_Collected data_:
*****
PR #775, opened 2023-02-12
Rework the mqeditor toolbar postioning and behavior

drgrice1:
The toolbar is absolutely positioned relative to the position of the answerQuill input on the page that it corresponds to.  This means that the toolbar will stay with the input when the page scrolls.  If the problem is rendered in an iframe, then the toolbar is still always to the right of the input.  Care is taken to ensure that the toolbar doesn't go off the top or bottom of the page (unless the page is too short to accommodate the toolbar height -- see below).

The mqeditor toolbar is now scrollable when in short pages.  The toolbar does not collapse into multiple columns, and is always a single column. So it doesn't intrude into the problem when the page is short anymore than its single column 53px width (plus a 10 pixel gap to the right of the toolbar).

In order for the toolbar to be scrollable, it needs to be able to attain focus.  Otherwise it will disappear when the user tries to scroll it using the scrollbar.  So the toolbar is inserted into the page immediately after the MathQuill input.  This means that if the MathQuill input has focus and the tab button is pressed, then focus will go to the first button of the toolbar (and then on through the buttons when tab is pressed additional times).  If you tab all the way through the buttons, then focus will continue in the page to the next place it would have gone if the toolbar wasn't there.  Note that the toolbar is not in the reverse tab order when using shift-tab from somewhere after the MathQuill input (since it doesn't exist at that time).  This new tab order approach is probably more accessible in any case, since the toolbar now can be used with the keyboard.

Finally, if you don't want the toolbar to open for you at all, then type alt-t when any MathQuill input has focus.  The toolbar will hide, and will not open again for any MathQuill input.  If you type alt-t again in any MathQuill input, then the toolbar will open and thereafter will continue to open for all MathQuill inputs.  This setting is saved in local storage, and so will persist for any page on the site. I.e., alt-t typed in any MathQuill input toggles whether the toolbar is enabled or not.

Edit:  Instead of using alt-t (or some other key combination) to toggle toolbar status, this now uses a right-click dropdown menu.

Also, the mqeditor.css file is not mqeditor.scss.


Alex-Jordan:
Thanks, this sounds really nice. Would you expect that I can test this on 2.17? (By copying the three files, running npm install, restating apache, and clearing cache?)

Meanwhile, I am weighing spinning up a 2.18 (er, dev?) server. My usual dev server is sort of locked at 2.17 so i can experiment with things to apply to our production server.

drgrice1:
Yes, this should be compatible with webork 2.17.  Although, there are only two files to copy.  The third (mqeditor.css) will need to be deleted.

Alex-Jordan:
On a Mac, what should the equivalent be to alt-t? I have tried combinations of {shift,control,option,command} in Firefox and they do not work like alt-t is described. Note that command-t or command-shift-t opens a new tab in firefox, and option-t and option-shift-t makes make special characters † and ˇ.

Otherwise I find that it is mostly working. I found some cosmetic issues, and one iframe issue.

In regular WeBWorK, if the answer blank is near the top of the screen, and the screen is narrow enough to trigger the smallscreen layout, the palette is placed high up as in this screen shot:

Screen Shot 2023-02-12 at 2 13 32 PM


When using html2xml to render a problem, the div.quill-toolbar is taller than it needs to be, and the border extends down to the bottom of the screen as in this shot:

Screen Shot 2023-02-12 at 2 25 24 PM

Lastly when I put an html2xml based page as the src of an iframe like here:
https://spot.pcc.edu/~ajordan/temp.html
then when I put focus into the answer blank, there is a console error about the iframe-internal js trying to access `document` and the toolbar does not appear.

dlglin:
> Meanwhile, I am weighing spinning up a 2.18 (er, dev?) server. My usual dev server is sort of locked at 2.17 so i can experiment with things to apply to our production server.

With 2.18 running under mojolicious it should be possible to run an instance of 2.18 on the same server as a separate 2.17 instance.  I haven't tried this, but I can envision several different ways to accomplish it.

drgrice1:
@Alex-Jordan:  All of the issues you mentioned should be fixed with the changes I just added.

That is, except for the alt-t issue.  I believe that the key combination on OSX should be option-t.  However, it seems that 
OSX maps that to †, and apparently doesn't allow an override (why?).  Just to make sure, you did have a MathQuill input focused when you tried option-t correct?  On any browser, a MathQuill input must be focused (with the cursor blinking in it) in order for the key combination to work.  That probably is the case, but just want to make sure.

I chose alt-t because it doesn't interfere for Firefox or Chrome on (Ubuntu) linux.  In any case, I knew that this may need to be adjusted.  What is a good key combination that will work on (most) platforms and (most) browsers?

@dlglin:  2.17 and 2.18 can certainly be run together on the same system, 2.17 under apache2 with mod_perl and 2.18 under morbo on a different port.   At this point you can even use the same database (with care).

Alex-Jordan:
I can confirm that everything I mentioned is working now, except the alt-t feature.

For "alt-t" on OSX, maybe command-option-t can be the alternative. I checked Firefox, Chrome, Safari, and Edge and I do not find a conflict. Also with Voiceover, I do not find a conflict (most Voiceover commands use control-option with one or more other keys.)

And then I found this, which suggests command-option-t is what should be used: https://defkey.com/apple-macos-shortcuts#7773

Alex-Jordan:
I see, the `pretext-content` class is added to the `main` surrounding the `p` and then the CSS kicks in on `.pretext-content p`. I'll think of how to address that.

drgrice1:
Yeah, my mistake.  The class is actually on a containing `div` as you said.  Not directly on the `p` tag.

drgrice1:
> Here's another thing. At this page: https://pretextbook.org/examples/webwork/sample-chapter/html/section-4.html I can activate exercises 4, 5, and 6, and MathQuill is working. But with exercise 1, MathQuill never activates. There are no console errors. Do you have any insight to why the difference? All these exercises are using the same server, same host course.
> 
> On this page: https://pretextbook.org/examples/webwork/sample-chapter/html/section-1.html exercise 6 has MQ, but none of the others show it.

Does MathQuill work with those problems without the javascript from this pull request?  I can't find the hidden MaThQuIlL inputs for the answers in those problems.  If those aren't there, then the mqeditor doesn't active MathQuill for those inputs.

Alex-Jordan:
Good catch, I should have noticed the association with solutions and hints.

Is it `mqeditor.js` or something in `pg` somewhere that places those hidden inputs? Do we have any hope of placing them somewhere else closer to the original input elements?

Or could we put the hidden mathquill inputs inside their own div? That would make the browser realize it is time to close the p.

drgrice1:
This is already fixed for the next release of webwork.  That was the point of https://github.com/openwebwork/pg/pull/745.  I was having the problem you are having trying to get MathQuill to work for PreTeXt last summer, and that pull request is the result.  PG places the inputs, but it also places other things at the end of the problem that were being sucked into the `p` tags.  There is really no other way to do it because the inputs have to be placed after the rest of the problem is parsed so it knows what the answer rules are. Also, there is no guarantee that the solutions or hints will be at the end of the problem.  Those can be placed earlier in the problem as well, and then other things could be sucked into those `p` tags.  With the next release of webwork those will be `div` tags that are properly closed.

drgrice1:
@Alex-Jordan:  I added special handling to deal with the case that the MathQuill input is contained in a relatively positioned parent.  So now this should work for the PreTeXt problems that have the `pretext-content` style applied to a parent.

drgrice1:
Using a key combination to  toggle toolbar status seems to be troublesome.  On OSX it cannot be option-t which is the equivalent of alt-t.  It was suggested to use command-option-t, but the equivalent on other platforms is meta-alt-t.  That is a rather unintuitive key combination on other platforms.  The meta key on linux is the keyboard windows key if present.  Otherwise I don't even know what it would be (it can be configured).  On windows I don't know what it is, but according to MDN it is NOT the windows key.

So instead this now uses a right-click dropdown menu for this.

pstaabp:
Overall, this looks good on webwork2, however I noticed on the library browser (problem in an iframe) that the bottom of the buttons are cutoff:

image

Alex-Jordan:
But can you scroll the buttons? It's supposed to behave that way now.

drgrice1:
@Alex-Jordan:  We were still in the meeting when @pstaabp posted that.  I told him then what you posted, and he saw that it does scroll.

pstaabp (approved):

Alex-Jordan:
Following the meeting today, I straightened things out to apply this to the AIM 2.17 server. Right-clicking still does not work, but now there is a console error that explains why. Something is not right with dropdown.js, which is part of bootstrap. So now it seems to be a 2.17 versus develop clash. Do you see a way this can be safely applied to a 2.17 server?

drgrice1:
Yeah, bootstrap was updated for the develop branch.  I can see if I can figure out what has changed that doesn't work with the version of bootstrap used for 2.17.

drgrice1:
@Alex-Jordan:  I made some changes to the "right-click" menu that should fix the issue.  The changes are better for the develop branch also.  Bootstrap 5.1.3 didn't like not having the rest of the markup that I omitted.  Bootstrap 5.2.3 doesn't really like it either though, and as a result I had to use a hack to close the popup.  I added the markup, and removed the hack.  So this will work for both versions of Bootstrap.

Alex-Jordan:
Thanks for working on that, and all of this. It's working now in 2.17, in PTX embeddings.

drgrice1:
I added another small tweak.  Now if you press escape when the toolbar has focus, then the toolbar will close.  This makes it easier to move on to the next answer rule.

Alex-Jordan:
As this PR is right now, if I wanted to apply this to 2.17, is it still as simple as putting the two new files in place, deleting the third, etc? Just checking this is independent from #784 .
*****
_What is expected_: Copy out every line from the data above in which the word "pretextbook" occurs.

_Solution below_:
> Here's another thing. At this page: https://pretextbook.org/examples/webwork/sample-chapter/html/section-4.html I can activate exercises 4, 5, and 6, and MathQuill is working. But with exercise 1, MathQuill never activates. There are no console errors. Do you have any insight to why the difference? All these exercises are using the same server, same host course.
> On this page: https://pretextbook.org/examples/webwork/sample-chapter/html/section-1.html exercise 6 has MQ, but none of the others show it.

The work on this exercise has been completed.